American Airlines Flight 1 was a regularly scheduled domestic passenger flight. On January 14, 1936, a Douglas DC-2 airliner, operating the flight that day on its then Memphis to Little Rock route, crashed 14 minutes after departure. Everyone aboard, including 14 passengers and 3 crew members, were killed. The cause of the crash remains undetermined.

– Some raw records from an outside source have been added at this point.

Issue #477, opened 2024-08-06
Surface Sentry SDK client status reports in Spotlight


BYK:
It would be great to surface SDK client reports such as events getting dropped due to size etc.

Shubhdeep12:
how can we get this information?

BYK:
@Shubhdeep12 It's just a different type of event: https://develop.sentry.dev/sdk/telemetry/client-reports/

Shubhdeep12:
Okay. 
I never read about this one. 

Also, is there a way I can trigger this event manually? 
Looks like there is no built-in function to trigger this.

BYK:
Yeah, I agree it's tricky to trigger. I think easist would be to install a `beforeSend` hook and keep dropping events there to trigger a report. I saw that's one of the categories.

As of 2025, it remains the deadliest crash in Arkansas state history.

==Background==

=== Aircraft ===
The aircraft involved was a Douglas DC-2-120, registered NC14274, and had the manufacturing number 1307. Its first flight was in 1934. The aircraft was known as the Southerner.

=== Passengers and Crew ===
The flight was piloted by Captain Jerry Marshall and First Officer Glenn Freeland. Perla Gasparini was the only stewardess on board the plane. Also on board was William Reynolds Dyess, the Works Progress Administration (WPA) state administrator for Arkansas; Robert H. McNair Jr, the Work Progress Administration director of finance and reports for Arkansas; Frank C. Hart, a "millionaire oil man"; and 11 other passengers.

==Accident==

On Tuesday, January 14, 1936, at 7:04 p.m., the aircraft departed from Memphis Municipal Airport. The last contact with the flight crew was at 7:18 p.m. as the aircraft was heading towards Little Rock. The aircraft later crashed into a swamp near Goodwin, Arkansas, about 2 mi north of U.S. Highway 70, disintegrating on impact and killing all 17 people on board. The wreckage was scattered over 400 yd in 4 or 5 ft of water. The crash was the seventh hull loss and fifth fatal accident of the Douglas DC-2 at the time. This crash would be the first of three fatal crashes under the call sign of AAL1.

==Investigation==

The U.S. Commerce Department appointed a board of inquiry led by Eugene T. Vidal to investigate the accident. At that time, there were different theories as to what happened on the aircraft, such as a piece of metal that appeared to have a bullet hole on it according to the Arkansas Gazette, or someone who may have hindered the pilot's actions while flying. On February 22, the board ruled out the possibility of a "purely mechanical failure". On March 7, the final report was issued and stated that flying at a low altitude, an interference with the pilots' sight by a passenger in the cockpit, the switching of an empty gas tank for a full one that may have caused a sudden drop into the tree line, and the first officer being "momentarily confused due to some minor difficulties" if he was alone in the cockpit it may have contributed to the cause of this accident, but the probable cause or causes thereof cannot be determined.

==Lawsuits==

Due to the accident, at least three lawsuits were filed against American Airlines. The family of stewardess Perla Gasparini filed a federal lawsuit for undisclosed damages, the widow of crash victim Nathan Porter sued for $16,000 and the estate of Frank C. Hart settled a claim for $42,500.